Comment 6 for bug 1680195

Revision history for this message
Michele Baldessari (michele) wrote :

So I poked at the environment Sagi gave me and this seems to be indeed a neutron-l3-ha thing. Brent Eagles and John Eckersberg did most of the work looking at the env.

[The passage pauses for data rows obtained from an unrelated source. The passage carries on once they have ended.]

PR #1401, opened 2022-08-22
Fix a bug that read a null pointer in jit_cc_destroy

FromLiQg:
Try to fix bug that it read a null pointer after initialize a compilation context for fast jit failed.
When memory_allocator_alloc return NULL, jit_cc_init will call jit_cc_destroy and we try to free the memory of cc.
But we ingored to do some check for cc->entry_label that may be 0 (This represents an initialization failure.), which causes the program to read a null pointer.
PS: This PR is for  [internal issues #403](https://github.com/wasm-micro-runtime/wamr-internal-dev/issues/403)


lum1n0us:
IIUC, `form_and_translate_func()` will make sure every function has an `entry` and an `exit`. So I am curious about when the new NULL check will work.

FromLiQg:
> IIUC, `form_and_translate_func()` will make sure every function has an `entry` and an `exit`. So I am curious about when the new NULL check will work.
We use "Instrument Test" to test abnormal cases.
In this case, we force the function `mem_allocator_malloc` to return `NULL` when **the specific call stack occur**.
And the function  `form_and_translate_func()` may not be called.
The detail case is in https://github.com/wasm-micro-runtime/wamr-internal-dev/issues/403.
I described the whole situation.

FromLiQg:
> IIUC, `form_and_translate_func()` will make sure every function has an `entry` and an `exit`. So I am curious about when the new NULL check will work.


We use "Instrument Test" to test abnormal cases.
In this case, we force the function mem_allocator_malloc to return NULL when the specific call stack occur.
And the function form_and_translate_func() may not be called.
The detail case is in https://github.com/wasm-micro-runtime/wamr-internal-dev/issues/403.
I described the whole situation.

FromLiQg:
> IIUC, `form_and_translate_func()` will make sure every function has an `entry` and an `exit`. So I am curious about when the new NULL check will work.

We use "Instrument Test" to test abnormal cases.
In this case, we force the function mem_allocator_malloc to return NULL when the specific call stack occur.
And the function form_and_translate_func() may not be called.
The detail case is in https://github.com/wasm-micro-runtime/wamr-internal-dev/issues/403.
I described the whole situation.
@lum1n0us

xujuntwt95329:
@lum1n0us This issue is found by instrumentation test (it is a destructive test to cover abnormal cases). 
This bug indicates that somewhere doesn't check and deal with the return value of `wasm_runtime_malloc` correctly.

FromLiQg:
I know what you mean.
The original design was:
```cpp

JitCompContext *
jit_cc_init(JitCompContext *cc, unsigned htab_size)
{
    JitBasicBlock *entry_block, *exit_block;
    unsigned i, num;

    memset(cc, 0, sizeof(*cc));
    cc->_reference_count = 1;
    jit_annl_enable_basic_block(cc);

    /* Create entry and exit blocks.  They must be the first two
       blocks respectively.  */
    if (!(entry_block = jit_cc_new_basic_block(cc, 0))
        || !(exit_block = jit_cc_new_basic_block(cc, 0)))
        goto fail;
/*ignored codes for convenience*/
    cc->entry_label = jit_basic_block_label(entry_block);
    cc->exit_label = jit_basic_block_label(exit_block);
/*ignored codes for convenience*/
fail:
    jit_cc_destroy(cc);
    return NULL;
}
``` 
And when exec `entry_block = jit_cc_new_basic_block(cc, 0)`，it goto fail.
So `cc->entry_label = 0`, and I think this represent the error case. So I use this case to detect NULL.
or do we need to do something in `jit_cc_new_basic_block`?
But I  have no idea dealing with the `else` case in this function to fix the bug.
```cpp

JitBasicBlock *
jit_cc_new_basic_block(JitCompContext *cc, int n)
{
    JitReg label = jit_cc_new_label(cc);
    JitBasicBlock *block = NULL;

    if (label && (block = jit_basic_block_new(label, n)))
        /* Void 0 register indicates error in creation.  */
        *(jit_annl_basic_block(cc, label)) = block;
    else
        jit_set_last_error(cc, "create basic block failed");

    return block;
}
```

PR #1402, opened 2022-08-22
Destroy fast-jit compiler after destroy loaded modules

wenyongh:
Destroy Fast-JIT compiler after destroying the modules loaded by
multi-module feature, since the Fast JIT's code cache allocator may
be used by these modules. If the Fast JIT's code cache allocator was
destroyed, then runtime will fail to destroy these modules.

And fix the issue of destroying import module's memory instance.


lum1n0us:
LGTM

You can ping the floating ip from inside the proper namespace on the node with the active l3 router:
[root@overcloud-controller-2 neutron]# ip netns exec qdhcp-760bbb48-b24b-4d6e-8ac8-db477de6019a ping 10.0.0.102
PING 10.0.0.102 (10.0.0.102) 56(84) bytes of data.
64 bytes from 10.0.0.102: icmp_seq=1 ttl=63 time=4.11 ms
64 bytes from 10.0.0.102: icmp_seq=2 ttl=63 time=0.986 ms

But you can't from outside.

Another thing worth noting is how much ceilometer and swift seem to hammer the controllers in general. They seem to monopolize the CPU quite a bit. Namely,ceilometer generates more notifications than it consumes:
the rate of incoming notifications is 4 and the outgoing notification rate is 2 (meaning we get 2 times more incoming messages than we are able to process)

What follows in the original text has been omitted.